══ Extracted information ══

PR #1046, opened 2021-03-08
Ask for Name on Signup

### LINKED ISSUE #1021: Ask user for name on registration
The lack of this piece of user information is not ideal on the user and groups pages. Asking all new users would at least fix this problem going forward:

Screen Shot 2021-03-03 at 10 35 05 AM

camdenmoors:
Closes #1021, adds a requiredname field to Signup.vue, and lets the Topbar Dropdown work with just a first name.


rbclark (changes requested):
This should include firstName and lastName, not just firstName.

rbclark (changes requested):
Instead of trying to split one field, can you just ask for firstName and lastName?

apps/frontend/src/components/global/TopbarDropdown.vue
```diff
@@ -118,6 +118,8 @@ export default class TopbarDropdown extends mixins(ServerMixin) {
         this.userInfo.firstName.charAt(0) +
         this.userInfo.lastName.charAt(0)
       );
+    } else if (this.userInfo.firstName){
+      return this.userInfo.firstName.charAt(0);
```
rbclark, line 122: I'd be fine with just getting the first 2 characters if we know we only have a firstname.

apps/frontend/src/views/Signup.vue
```diff
@@ -163,6 +208,14 @@ export default class Signup extends Vue {
...
   }
 
+  splitName(fullName: string): {firstName: string; lastName: string} {
+    const nameArray = fullName.split(' ');
+    return {
+      firstName: nameArray.slice(0, -1).join(' '),
+      lastName: nameArray[nameArray.length - 1]
+    };
+  }
+
```
rbclark, line 218: This doesn't seem to be called anywhere.

rbclark (approved):

PR #1065, opened 2021-03-09
Always check the root HDF when hiding objects for compare view

rbclark:
This fixes an issue where incorrect data was being shown for overlayed profiles.


ejaronne (commented):
Works.

Bialogs (approved):

PR #1068, opened 2021-03-10
Cleanup Status Counts

### LINKED ISSUE #80: Inconsistent test counts
using this sample json: [t100_08102020.zip](https://github.com/mitre/heimdall-lite/files/5054011/t100_08102020.zip)

from this profile: https://github.com/CMSgov/inspec-profile-disa_stig-el7

Shouldn't the numerators add up to the total tests below?
image

...AND is a goal to be consistent with the CLI counts? Not sure if that is the intent, so please correct me if I'm wrong:
image

rbclark:
This clarifies the status counts along the top of Heimdall, removes the total count, and makes the count of passing and failing individual controls more clear in the failed box. It also stops the counting of "FailedOutOf", "NotApplicableTests", "NotReviewedTests", "ErroredOutOf", "ErroredTests", and "TotalTests" since those counts are no longer used anywhere and counting them would be a waste of CPU cycles.

Closes #80

### DIFF
--- a/apps/frontend/src/components/cards/StatusCardRow.vue
+++ b/apps/frontend/src/components/cards/StatusCardRow.vue
@@ -69,46 +69,43 @@ export default class StatusCardRow extends Vue {
       {
         icon: 'check-circle',
         title: 'Passed',
-        subtitle: `Has ${StatusCountModule.countOf(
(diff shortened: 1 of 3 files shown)


ejaronne (approved):
Looks good. Thanks!
image

PR #1072, opened 2021-03-10
WIP: Automatically expand all controls whenever a user opens the system print dialog

rbclark:
Currently only works in chrome. This could potentially be fixed by adding a `Print` button for other browsers and requiring users to click on it.


ejaronne (commented):
I'm not sure it's worthwhile if we provide later an export to different report formats. The time required to create the preview is several minutes for 200+ controls. Not sure folks will bother with trying it after a few times of experiencing that lag.

PR #1152, opened 2023-05-22
Improved various error messages when handling unexpected types.

zevv:
```
error: bad slot #1, expected string|symbol|keyword|buffer, got ...
error: bad slot #1, expected a string, symbol, keyword or buffer, got ...
```

```
bad s64 initializer: "donkey"
can not convert string "donkey" to s64
```

In other places error message do not talk about "s64"  but about "64 bit signed integer", would that be preferable here as well?

### DIFF
--- a/src/core/corelib.c
+++ b/src/core/corelib.c
@@ -458,7 +458,7 @@ JANET_CORE_FN(janet_core_getproto,
                ? janet_wrap_struct(janet_struct_proto(st))
                : janet_wrap_nil();
     }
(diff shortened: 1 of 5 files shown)


bakpakin:
The pipe syntax for a type union may appear in other places in the code, but since the new message is very clear, I don't think this will cause _more_ confusion. These error messages are certainly no worse - as far s64 vs. "64 bit signed integer", I don't mind either way but if we are going the route of having as simple, readable prose as possible for error messages, "64 bit signed integer" is definitely better.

═══

## What to do:
A line qualifies when it holds the word "only"; report all qualifying lines from the records above.

## Task response:
rbclark, line 122: I'd be fine with just getting the first 2 characters if we know we only have a firstname.
Currently only works in chrome. This could potentially be fixed by adding a `Print` button for other browsers and requiring users to click on it.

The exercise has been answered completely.